Liu Wenhu, Hu Jing, Wang Ya, Gan Ting, Ding Yan, Wang Xuehua, Xu Qian, Xiong Jingjie, Xiong Ni, Lu Shuai, Wang Yan, Wang Zhaohui
Department of Cardiology, Union Hospital, Tongji Medical College, Huazhong University of Science and Technology, Wuhan, China; Hubei Key Laboratory of Biological Targeted Therapy, Union Hospital, Tongji Medical College, Huazhong University of Science and Technology, Wuhan, China; Hubei Provincial Engineering Research Center of Immunological Diagnosis and Therapy for Cardiovascular Diseases, Union Hospital, Tongji Medical College, Huazhong University of Science and Technology, Wuhan, China.
Department of Infectious Diseases, Union Hospital, Tongji Medical College, Huazhong University of Science and Technology, Wuhan, China; Joint International Laboratory of Infection and Immunity, Huazhong University of Science and Technology, Wuhan, China.
Phytomedicine. 2025 Jan;136:156241. doi: 10.1016/j.phymed.2024.156241. Epub 2024 Nov 17.
Considering that cardiac microvascular injury may play a more critical role than cardiomyocyte injury in the pathology of early ischaemia/reperfusion (I/R) injury, therapeutic strategies targeting the microvasculature are highly desirable. Palmitic acid-9-hydroxystearic acid (9-PAHSA) is a new class of bioactive anti-inflammatory lipids widely distributed in vegetables, fruits and medicinal plants, especially broccoli and apple. However, the pharmacological effects and underlying mechanisms of 9-PAHSA in protecting- against cardiac microvascular I/R injury have rarely been studied.
This study aimed to explore the potential effects and molecular mechanisms of 9-PAHSA on the coronary microvasculature after cardiac I/R injury.

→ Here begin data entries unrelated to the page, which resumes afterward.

PR #1924, opened 2016-01-28
Pull Request for Issue1920: Resolving 'Top' window duplicate filter

helfrij:
- Removed the duplicate entries code in AMEnumeratedControl. It isn't used anywhere and is an unnecessary complication.
- Modified setWindowPreference for the actuator filter control, marks all entries that are not the preference to be read-only.

### DIFF
--- a/source/beamline/BioXAS/BioXASCarbonFilterFarmActuatorFilterControl.cpp
+++ b/source/beamline/BioXAS/BioXASCarbonFilterFarmActuatorFilterControl.cpp
@@ -76,7 +76,24 @@ void BioXASCarbonFilterFarmActuatorFilterControl::clearFilters()
 
 void BioXASCarbonFilterFarmActuatorFilterControl::setWindowPreference(double filter, int windowIndex)
 {
-	filterWindowPreferenceMap_.insert(filter, windowIndex);
+	if (indices_.contains(windowIndex)) {
+
+		// Identify any other window indices with the given filter value.
+		// Mark these windows as read-only.
+
+		QList<int> filterMatches = indexFilterMap_.keys(filter);
+
+		foreach (int index, filterMatches)
+			setIndexReadOnlyStatus(index, true);
+
+		// Insert preferred window to the map of filter preferences.
+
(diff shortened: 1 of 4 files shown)


helfrij:
Hey @iainworkman, would you take a look at this pull request? I made some modifications to AMEnumeratedControl, but I don't think they should impact SGM, from what I remember.

iainworkman:
Looks good to me.
Time Estimate: 5 minutes

source/beamline/BioXAS/BioXASCarbonFilterFarmActuatorFilterControl.cpp
```diff
@@ -76,7 +76,24 @@ void BioXASCarbonFilterFarmActuatorFilterControl::clearFilters()
 
 void BioXASCarbonFilterFarmActuatorFilterControl::setWindowPreference(double filter, int windowIndex)
 {
-	filterWindowPreferenceMap_.insert(filter, windowIndex);
+	if (indices_.contains(windowIndex)) {
+
+		// Identify any other window indices with the given filter value.
+		// Mark these windows as read-only.
+
+		QList<int> filterMatches = indexFilterMap_.keys(filter);
```
dretrex: Maybe I don't understand what's happening, but why is it the provided preference filter becomes the read only state?

dretrex:
Time Estimate: 5 minutes

source/beamline/BioXAS/BioXASCarbonFilterFarmActuatorFilterControl.cpp
helfrij: This is what I meant to do. If there are multiple windows that have the same filter (eg. the upstream actuator on Side has a 50um filter in Top and Bottom windows), you can choose to set a window preference for that particular filter (so the Bottom window is always used when you want a 50um filter). If there is a preference, it should be the only one that is a move destination, the other windows with that filter should be read-only.

dretrex: Oh okay.  I see what I was missing now.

Immunofluorescence staining, western blotting, and other experimental methods were used to evaluate the role and mechanism of 9-PAHSA in cardiac microvascular I/R injury in vivo and in vitro.
9-PAHSA administration significantly attenuated myocardial I/R-induced microvascular damage, as indicated by an impaired microvascular structure, reduced regional blood perfusion and decreased endothelial barrier function. In addition, 9-PAHSA administration protected the structure and function of coronary artery endothelial cells (CMECs) to resist I/R damage, an effect that was at least partially mediated by increased autophagy. Mechanistically, 9-PAHSA activated autophagy through the LKB1/AMPK/ULK1 pathway and promoted STING degradation via the autophagic‒lysosomal pathway.
To our best knowledge, this study is the first to report that 9-PAHSA attenuates cardiac microvascular I/R injury, potentially by activating LKB1/AMPK/ULK1-mediated autophagy-dependent STING degradation to suppress apoptosis. Thus, 9-PAHSA may be a promising therapeutic option for alleviating cardiac microvascular I/R injury.
鉴于心脏微血管损伤在早期缺血/再灌注(I/R)损伤的病理过程中可能比心肌细胞损伤发挥更关键的作用,靶向微血管的治疗策略非常必要。棕榈酸-9-羟基硬脂酸(9-PAHSA)是一类新型生物活性抗炎脂质,广泛分布于蔬菜、水果和药用植物中,尤其是西兰花和苹果。然而,9-PAHSA在预防心脏微血管I/R损伤方面的药理作用和潜在机制鲜有研究。
本研究旨在探讨9-PAHSA对心脏I/R损伤后冠状动脉微血管的潜在作用及其分子机制。
采用免疫荧光染色、蛋白质印迹法等实验方法,在体内和体外评估9-PAHSA在心脏微血管I/R损伤中的作用及机制。
给予9-PAHSA可显著减轻心肌I/R诱导的微血管损伤,表现为微血管结构受损、局部血流灌注减少和内皮屏障功能降低。此外,给予9-PAHSA可保护冠状动脉内皮细胞(CMECs)的结构和功能,使其抵抗I/R损伤,这一作用至少部分是通过增加自噬介导的。机制上,9-PAHSA通过LKB1/AMPK/ULK1途径激活自噬,并通过自噬-溶酶体途径促进STING降解。
据我们所知,本研究首次报道9-PAHSA可减轻心脏微血管I/R损伤,其潜在机制可能是通过激活LKB1/AMPK/ULK1介导的自噬依赖性STING降解来抑制细胞凋亡。因此,9-PAHSA可能是缓解心脏微血管I/R损伤的一种有前景的治疗选择。